▸ **Exercise directions**:
Send every record back word for word.

▸ **Saved entries**:

PR #638, opened 2017-08-12
Speed up `bin/webpack*` executables by dropping `yarn run` overhead

javan:
We were already doing this on Windows only (https://github.com/rails/webpacker/pull/584). Just do it.

Before
```sh
$ time bin/webpack
yarn run v0.27.5
$ "/Users/javan/Desktop/myapp/node_modules/.bin/webpack" "--config" "/Users/javan/Desktop/myapp/config/webpack/development.js"
Hash: 9a50a6710c2068693890
Version: webpack 3.5.4
Time: 1005ms
         Asset     Size  Chunks                    Chunk Names
hello_react.js  2.05 MB       0  [emitted]  [big]  hello_react
  [82] ./app/javascript/packs/hello_react.jsx 759 bytes {0} [built]
    + 184 hidden modules
Done in 1.77s.

real	0m2.309s
user	0m2.295s
sys	0m0.210s
```

After
```sh
$ time bin/webpack
Hash: 9a50a6710c2068693890
Version: webpack 3.5.4
Time: 958ms
         Asset     Size  Chunks                    Chunk Names
hello_react.js  2.05 MB       0  [emitted]  [big]  hello_react
  [82] ./app/javascript/packs/hello_react.jsx 759 bytes {0} [built]
    + 184 hidden modules

real	0m1.803s
user	0m1.827s
sys	0m0.169s
```

### DIFF
--- a/lib/install/bin/webpack-dev-server.tt
+++ b/lib/install/bin/webpack-dev-server.tt
@@ -51,20 +51,19 @@ end
   ARGV.delete(arg)
 end
 
-newenv = {
+env = {
   "NODE_PATH" => NODE_MODULES_PATH.shellescape,
   "ASSET_HOST" => DEV_SERVER_ADDR.shellescape
-}.freeze
+}
 
-options = ["--progress", "--color", "--config", WEBPACK_CONFIG, "--host", LISTEN_HOST_ADDR, "--public", "#{HOSTNAME}:#{PORT}", "--port", PORT.to_s]
-
-if Gem.win_platform?
-  # Workaround for yarn not playing nicely with path separators
-  cmdline = ["#{NODE_MODULES_PATH}/.bin/webpack-dev-server", *options] + ARGV
-else
-  cmdline = ["yarn", "run", "webpack-dev-server", "--", *options] + ARGV
-end
+cmd = [
+  "#{NODE_MODULES_PATH}/.bin/webpack-dev-server", "--progress", "--color",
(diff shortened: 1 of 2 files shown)


dhh:
I thought it wasn't safe to go straight to NODE_MODULES/.bin by yourself?

gauravtiwari:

▸ **Solution to this problem**:
PR #638, opened 2017-08-12
Speed up `bin/webpack*` executables by dropping `yarn run` overhead

javan:
We were already doing this on Windows only (https://github.com/rails/webpacker/pull/584). Just do it.

Before
```sh
$ time bin/webpack
yarn run v0.27.5
$ "/Users/javan/Desktop/myapp/node_modules/.bin/webpack" "--config" "/Users/javan/Desktop/myapp/config/webpack/development.js"
Hash: 9a50a6710c2068693890
Version: webpack 3.5.4
Time: 1005ms
         Asset     Size  Chunks                    Chunk Names
hello_react.js  2.05 MB       0  [emitted]  [big]  hello_react
  [82] ./app/javascript/packs/hello_react.jsx 759 bytes {0} [built]
    + 184 hidden modules
Done in 1.77s.

real	0m2.309s
user	0m2.295s
sys	0m0.210s
```

After
```sh
$ time bin/webpack
Hash: 9a50a6710c2068693890
Version: webpack 3.5.4
Time: 958ms
         Asset     Size  Chunks                    Chunk Names
hello_react.js  2.05 MB       0  [emitted]  [big]  hello_react
  [82] ./app/javascript/packs/hello_react.jsx 759 bytes {0} [built]
    + 184 hidden modules

real	0m1.803s
user	0m1.827s
sys	0m0.169s
```

### DIFF
--- a/lib/install/bin/webpack-dev-server.tt
+++ b/lib/install/bin/webpack-dev-server.tt
@@ -51,20 +51,19 @@ end
   ARGV.delete(arg)
 end
 
-newenv = {
+env = {
   "NODE_PATH" => NODE_MODULES_PATH.shellescape,
   "ASSET_HOST" => DEV_SERVER_ADDR.shellescape
-}.freeze
+}
 
-options = ["--progress", "--color", "--config", WEBPACK_CONFIG, "--host", LISTEN_HOST_ADDR, "--public", "#{HOSTNAME}:#{PORT}", "--port", PORT.to_s]
-
-if Gem.win_platform?
-  # Workaround for yarn not playing nicely with path separators
-  cmdline = ["#{NODE_MODULES_PATH}/.bin/webpack-dev-server", *options] + ARGV
-else
-  cmdline = ["yarn", "run", "webpack-dev-server", "--", *options] + ARGV
-end
+cmd = [
+  "#{NODE_MODULES_PATH}/.bin/webpack-dev-server", "--progress", "--color",
(diff shortened: 1 of 2 files shown)


dhh:
I thought it wasn't safe to go straight to NODE_MODULES/.bin by yourself?

gauravtiwari:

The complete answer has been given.